Federal University of Santa Catarina, Campus Universitário, Trindade, Florianópolis, Santa Catarina, Brazil.
Int J Health Serv. 2021 Apr;51(2):155-166. doi: 10.1177/0020731420979808. Epub 2020 Dec 15.
Research on healthcare inequities has centralized whether marginalized racial, gender, or socioeconomic (SES) groups are afforded equitable access to care, yet scant investigations have focused on how race intersects with other social statuses to shape difficulty accessing health services. Contextual specificity has also been under-researched in this field of knowledge. Data from 59,249 respondents 18 years of age and over from the 2013 Brazilian National Health Survey were analyzed using multilevel regressions models. We test 3 hypotheses: racial, gender, and socioeconomically oppressed groups are each more likely to report difficulty accessing health services (H1); compared to high-SES white men, low-SES Black women report expressively higher frequencies of the outcome (H2); and intersectional healthcare inequities are larger among low-SES Brazilian states (H3). Partially supporting H1 and H2, results suggest that race and SES, but not gender, are each strong predictors of difficulty accessing healthcare, with low-SES Black respondents facing the highest odds of reporting this outcome. Although H3 was not supported, intersectional groups residing in low-SES Brazilian states were more likely to report difficulty accessing healthcare. This study demonstrated that, together with contextual specificity, the intersections of race with other axes of marginalization should be at the forefront of research and policy addressing healthcare inequities.
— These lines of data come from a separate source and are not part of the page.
PR #551, opened 2022-06-02
Pin the first centos 9 based ipa

Rozzii:
This commit also contains changes that enable the artifact cleanup script
to handle the cleanup of IPA artifacts based on different base images.


Rozzii:
> Do we need to run tests on it?

I have done it already locally.

PR #552, opened 2022-06-03
Replace the old ssh key

lentzi90:
The new ssh key was already added previously as a second key in all
images. This PR removes the old key from the image building pipeline and
adds the new in its place. After merging this, only the new key will be
available on the images.

This also removes the workaround for supporting legacy crypto policies, since it is no longer needed when using the new key.


ci/images/centos_userdata.tpl
```diff
@@ -3,7 +3,6 @@ users:
   - name: ${DEFAULT_SSH_USER}
     ssh-authorized-keys:
       - ${SSH_AUTHORIZED_KEY}
-      - "ssh-ed25519 AAAAC3NzaC1lZDI1NTE5AAAAIIpxfHuI2qfTYPrL4+thyHSS78Qj9ehp2/GYxuNXthgS estjorvas@est.tech"
```
lentzi90, line 6: This may look like we are removing the new key, but what we are actually doing is putting the new key in the variable `SSH_AUTHORIZED_KEY` (see all other changes) and removing the "duplicate"

lentzi90:
Testing the metal3 images [here](https://github.com/metal3-io/project-infra/pull/398).

lentzi90:
Tests are looking good. :heavy_check_mark:

kashifest (approved):

PR #2, opened 2020-02-12
Add KEP process

jbarrick-mesosphere:


kensipe:
review on this tomorrow (thurs)

gerred:
Let's keep it as KUDO Enhancement Proposal for now, and then migrate as necessary, since it's part of the overarching KUDO org/project.

PR #3, opened 2020-02-12
Add unit under test declaration KEP.

jbarrick-mesosphere:


jbarrick-mesosphere:
> Great addition! One potential implentation detail not mentioned here is logging of multiple background commands. The solution should ensure that users can distinguish between the output of different background commands.

Oh yes, that's a great point. I'll add some details here.

jbarrick-mesosphere:
I need to think about that a little bit @nfnt. We're going to want to label the output, something like:

```
[command that is running] log line
```

If we want to the label the output, what do we think would be the best thing to label it with?

* Some index just so they are unique (e.g., `command-1`).
* A truncated form of the command (`kubectl create -f blah..`).
* A user provided label (maybe default to index if not provided?).

The other option might be to colorize each command's output differently.

gerred:
:+1: to merging as draft. @jbarrick-mesosphere if you're OK driving this forward to implementation, work can start on the comments and implementation in the next PR.

PR #4, opened 2020-02-12
Add test composability KEP

jbarrick-mesosphere:


keps/draft-test-composability.md
```diff
@@ -0,0 +1,98 @@
...
+apply:
+- ./install.yaml
+- ../../deploy/
+assert:
+- ../common/check-install.yaml
+error:
+- ./install-error.yaml
+```
+
+This will compose well with the existing `commands` feature of `TestSteps`.
```
nfnt: Can you add a few more details here. We should clarify the order in which `commands` and `apply` are applied. E.g., in `commands` we could run `kudo init` that installs CRDs and `apply` would create resources using these CRDs.

keps/draft-test-composability.md
```diff
@@ -0,0 +1,98 @@
...
+* Provide better integration with existing repository structures (e.g., deploy operator YAMLs from a release directory).
+* Make test file structure easier to understand.
+
+## Proposal
+
+The `TestStep` resource will be extended to allow users to provide manifest, errors, and assert files as a list. Three settings will be added: `apply` , `assert`, `error`. Each is a list of files that can either be a single file name or a directory to recurse over.
+
+* `apply`: a list of files to apply for the test step.
+* `assert`: a list of files containing test asserts to expect.
+* `error`: a list of files containing test errors that will cause the test to fail if their state is observed.
```
ANeumann82: Does it make sense to also have a `delete` resources, to complement the `apply` step?

ANeumann82: Oh, I see there is already a `delete` section...

jbarrick-mesosphere: Yeah, but that would be a good thing to mention here.

kensipe:
rebased

keps/draft-test-composability.md
kensipe: Adding this as a requirement for implementation
Thanks @nfnt you are spot on IMO!

keps/0004-test-composability.md
```diff
@@ -0,0 +1,100 @@
...
+apply:
+- ./install.yaml
+- ../../deploy/
+assert:
+- ../common/check-install.yaml
+error:
+- ./install-error.yaml
+```
+
+This will compose well with the existing `commands` feature of `TestSteps` (note: `commands` will be run prior to either `apply`, `assert`, or `error` during the actual test execution).
```
nfnt: Please also mention the `delete` feature of a `TestStep` and add if this will be run prior to `commands`. Especially for a `TestCase` mentioned below, users may want to clean up deployments at the end of a test case and will use `delete` for that.

keps/0004-test-composability.md
```diff
@@ -0,0 +1,100 @@
...
+* Provide better integration with existing repository structures (e.g., deploy operator YAMLs from a release directory).
+* Make test file structure easier to understand.
+
+## Proposal
+
+The `TestStep` resource will be extended to allow users to provide manifest, errors, and assert files as a list. Three settings will be added: `apply` , `assert`, `error`. Each is a list of files that can either be a single file name or a directory to recurse over.
+
+* `apply`: a list of files to apply for the test step.
+* `assert`: a list of files containing test asserts to expect.
+* `error`: a list of files containing test errors that will cause the test to fail if their state is observed.
```
gpaul: This is cool

justinbarrick:
Hmm, I just had an idea: instead of defining each of these types as different settings (`asserts`, `apply`, `commands`, etc), what if we had one setting that was a list and then users can define their order instead of having to learn it?

Something like:

```
steps:
- assert:
     path: ../assert.yaml 
- command:
     command: kubectl apply
```

That would be both more flexible and more obvious.

keps/0004-test-composability.md
kensipe: @nfnt the `delete` feature should be the same as the others and the `commands` would run prior to it... right?   I can't understand if you are wanting to capture the missing `delete`... or if you are expecting different behavior... or both.   Could you explain any justification other than making sure it is included?

nfnt: I'm not sure what the behavior is right now, that's why we should document the expected ordering here. In my opinion, we should run `delete` first, followed by `commands`, then `apply`, `assert`, `error`. Running `delete` first would ensure that the following features would fail when trying to use resources that just have been deleted. Having a different ordering could create subtle bugs.

kensipe: There is great value in documenting and clearing up kuttl test lifecycle.  I don't think it should hold up this kep.  after a lot of thought... It seems like a separate effort than what this kep is trying to accomplish.

PR #5, opened 2020-02-13
Create KUTTL-as-a-Library KEP

jbarrick-mesosphere:
This is based on discussion in https://github.com/kudobuilder/kudo/issues/1311 as well as the draft KEP from https://docs.google.com/document/d/1PhjMiwG318nPkehDZ4oEMSb6zcKcZeO-/edit#

### DIFF
--- a/keps/0005-kuttl-as-a-library.md
+++ b/keps/0005-kuttl-as-a-library.md
@@ -1,5 +1,5 @@
 ---
-kep-number: 0
+kep-number: 5
 short-desc: Overview of providing KUTTL for use as a Go library
 title: KUTTL as a Library
 authors:
@@ -8,12 +8,10 @@ authors:
 owners:
   - "@mpereira"
   - "@jbarrick-mesosphere"
-editor: TBD
+editor: "@kensipe"
 creation-date: 2020-02-13
-last-updated: 2020-02-13
+last-updated: 2020-02-25
 status: provisional
-see-also:
-  - KEP-2
 ---
 
 # KUTTL as a Library
@@ -55,7 +53,7 @@ Rather than building an entirely new library, we will unify the library and test
 * Err on the side of flexibility
 * Err on the side of returning errors instead of panicking/Fatalf/etc.
 * Cohesive logging output (parameters, formatting, etc.)
-* Separation of concerns between domains (KUDO, Kubernetes, etc.)
+* Separation of concerns between domains (KUDO, Operators, Kubernetes, etc.)
 
 ## Proposal
 
@@ -67,7 +65,7 @@ We will improve and break-down the interface of the kuttl library to make it eas
 * Test setup and tear down methods (is currently coupled to steps).
 * Cluster and test environment provisioning (this is currently coupled to `Harness` in `harness.go`).
 
-Additionally, KUDO-specific helper methods will be provided in the library that can be used by library users.
+Additionally, Operator-specific helper methods will be provided in the library that can be used by library users.
 
 We will also endeavor to stay close to the API used by the kudo-cassandra-operator testing library to ensure that migration of existing tests is easy.
 
--- a/keps/0005-kuttl-as-a-library.md
+++ b/keps/0005-kuttl-as-a-library.md
@@ -5,12 +5,12 @@ title: KUTTL as a Library
 authors:
   - "@mpereira"
   - "@jbarrick-mesosphere"
+  - "@kensipe"
 owners:
-  - "@mpereira"
   - "@jbarrick-mesosphere"
 editor: "@kensipe"
 creation-date: 2020-02-13
-last-updated: 2020-02-25
+last-updated: 2020-04-07
 status: provisional
 ---
 
@@ -53,7 +53,7 @@ Rather than building an entirely new library, we will unify the library and test
 * Err on the side of flexibility
 * Err on the side of returning errors instead of panicking/Fatalf/etc.
 * Cohesive logging output (parameters, formatting, etc.)
-* Separation of concerns between domains (KUDO, Operators, Kubernetes, etc.)
+* Separation of concerns between domains (Operators, Kubernetes, etc.)
 
 ## Proposal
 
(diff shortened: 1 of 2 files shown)


mpereira:
cc @nfnt

nfnt:
https://github.com/kudobuilder/test-tools was created out of the necessity to have such a library right now. It's already used for testing various D2iQ-maintained operators. It would be great get this functionality in `kuttl`!

keps/draft-kuttl-as-a-library.md
```diff
@@ -0,0 +1,193 @@
...
+* Separation of concerns between domains (KUDO, Kubernetes, etc.)
+
+## Proposal
+
+We will improve and break-down the interface of the kuttl library to make it easier to consume as a downstream developer. Libraries that need to be broken out of kuttl:
+
+* A generic Kubernetes client (currently this is contained inside of `pkg/test/harness.go`).
+* Kubernetes object constructors (this is already pretty good in `pkg/test/utils/kubernetes.go`).
+* Assertion methods (needs better documentation for library usage).
+* Test setup and tear down methods (is currently coupled to steps).
```
nfnt: Wouldn't this, as well as assertions, be something other libraries can provide? Test frameworks like [ginkgo](https://github.com/onsi/ginkgo) provide these functions among others. There's also a lot of assertion libraries, e.g. [testify](https://github.com/stretchr/testify).
Though it would make sense to provide assertion helpers for more complex test scenarios, e.g., asserting that a plan completed `assertPlanCompleted(instance.plan["deploy"])`.

keps/draft-kuttl-as-a-library.md
```diff
@@ -0,0 +1,193 @@
...
+package k8s
+
+func Init(kubectlOptions *kubectl.KubectlOptions) error
+
+func CreateNamespace(namespaceName string) error
+
+func DeleteNamespace(namespaceName string) error
+```
+
+### kudo/kudo.go
```
ANeumann82: The question is, how closely related to KUDO do we want to keep KUTTL? I think we have the plan to remove the KUDO-specific parts from the test harness, and allow kudo to plug into it instead, do we want the same for the library parts?

nfnt: There currently is a need for KUDO-specific part because KUDO doesn't provide a consistent API to use it as a library (somewhat captured in https://github.com/kudobuilder/kudo/issues/1002). While it has a versioned clientset, other functionality, like installing packages is only provided in packages without any compatibility guarantees and should currently be considered internal.

jbarrick-mesosphere: Yeah, while we're decoupling the CLI itself (in order to support more projects), I have no problem with providing helper methods in a special package for kuttl - helpers are cheap. We could also put them in the kudo repo (or even maybe a kudo-client repo?). Not too particular where that part of this goes.

keps/draft-kuttl-as-a-library.md
jbarrick-mesosphere: I'll expand on what I meant in the doc in a bit - but:

* test setup and tear down methods: this would be more along the lines of the namespace creation and deletion methods below - kubernetes-specific test setup. Not about enforcing a test framework / structure or even necessarily a way to run them.
* assertions: what I meant here is more complex assertions: generally kubernetes assertions like you mentioned, but also supporting the same type of asserts we do in the test harness CLI (https://kudo.dev/docs/testing/asserts-errors.html). So, for example, you could use Go to generate a bunch of objects, apply them, and then you can use the assertion method to wait for your expected state instead of having to roll your own thing.

keps/draft-kuttl-as-a-library.md
jbarrick-mesosphere: BTW, KEP for decoupling is here: https://github.com/kudobuilder/kuttl/pull/3

gerred: Agreed. I think the ideal is for `kuttl` to be completely standalone and in-and-of-itself not have any knowledge of KUDO. That's when we succeed with this KEP. For today, if there's cross references, that's OK, but part of this KEP IMO should include a plan to create APIs that specifically detangle the dependency, or at least trigger KUDO to have a kuttl package of it's own for additional helpers.

kensipe:
rebased

keps/0005-kuttl-as-a-library.md
```diff
@@ -0,0 +1,191 @@
...
+package k8s
+
+func Init(kubectlOptions *kubectl.KubectlOptions) error
+
+func CreateNamespace(namespaceName string) error
+
+func DeleteNamespace(namespaceName string) error
+```
+
+### kudo/kudo.go
```
kensipe: I would like to remove this whole section on kudo... this lib should no nothing of kudo IMO

gerred: agreed.

keps/0005-kuttl-as-a-library.md
```diff
@@ -0,0 +1,191 @@
...
+
+* Useful logging by default
+* Depend on existing libraries whenever possible
+* Retrying by default where it makes sense
+* Ease of adding retrying to non-retried functions
+* It is better to be consistent than to be "perfect"
+* Err on the side of flexibility
+* Err on the side of returning errors instead of panicking/Fatalf/etc.
+* Cohesive logging output (parameters, formatting, etc.)
+* Separation of concerns between domains (KUDO, Kubernetes, etc.)
```
kensipe, line 56:
```suggestion
* Separation of concerns between domains (KUDO, Operators, Kubernetes, etc.)
```

keps/0005-kuttl-as-a-library.md
```diff
@@ -0,0 +1,191 @@
...
+
+We will improve and break-down the interface of the kuttl library to make it easier to consume as a downstream developer. Libraries that need to be broken out of kuttl:
+
+* A generic Kubernetes client (currently this is contained inside of `pkg/test/harness.go`).
+* Kubernetes object constructors (this is already pretty good in `pkg/test/utils/kubernetes.go`).
+* Assertion methods (needs better documentation for library usage).
+* Test setup and tear down methods (is currently coupled to steps).
+* Cluster and test environment provisioning (this is currently coupled to `Harness` in `harness.go`).
+
+Additionally, KUDO-specific helper methods will be provided in the library that can be used by library users.
```
kensipe, line 68:
```suggestion
Additionally, Operator-specific helper methods will be provided in the library that can be used by library users.
```

PR #7, opened 2020-02-14
Add KEP for Rego support.

jbarrick-mesosphere:


kensipe:
rebase

jbarrick-mesosphere:
Before moving forward with this, I want to take a look at https://github.com/instrumenta/policies and see if we can be compatible with it.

卫生保健不公平现象的研究集中在边缘化的种族、性别或社会经济地位(SES)群体是否能够公平获得医疗保健,但几乎没有研究关注种族如何与其他社会地位交织在一起,从而影响获得卫生服务的难度。在这一知识领域,具体背景也研究不足。本研究使用多层次回归模型分析了来自 2013 年巴西国家卫生调查的 59249 名 18 岁及以上受访者的数据。我们检验了 3 个假设:种族、性别和社会经济地位受压迫群体更有可能报告获得卫生服务的困难(H1);与高 SES 的白人男性相比,低 SES 的黑人女性报告该结果的频率明显更高(H2);低 SES 的巴西州存在更大的交叉性医疗保健不公平现象(H3)。部分支持 H1 和 H2 的结果表明,种族和 SES 而不是性别,都是获得医疗保健困难的强有力预测因素,低 SES 的黑人受访者报告这种结果的可能性最高。尽管 H3 未得到支持,但居住在低 SES 巴西州的交叉群体更有可能报告获得医疗保健的困难。本研究表明,除了具体背景外,种族与其他边缘化轴线的交叉点应该成为研究和政策解决医疗保健不公平现象的重点。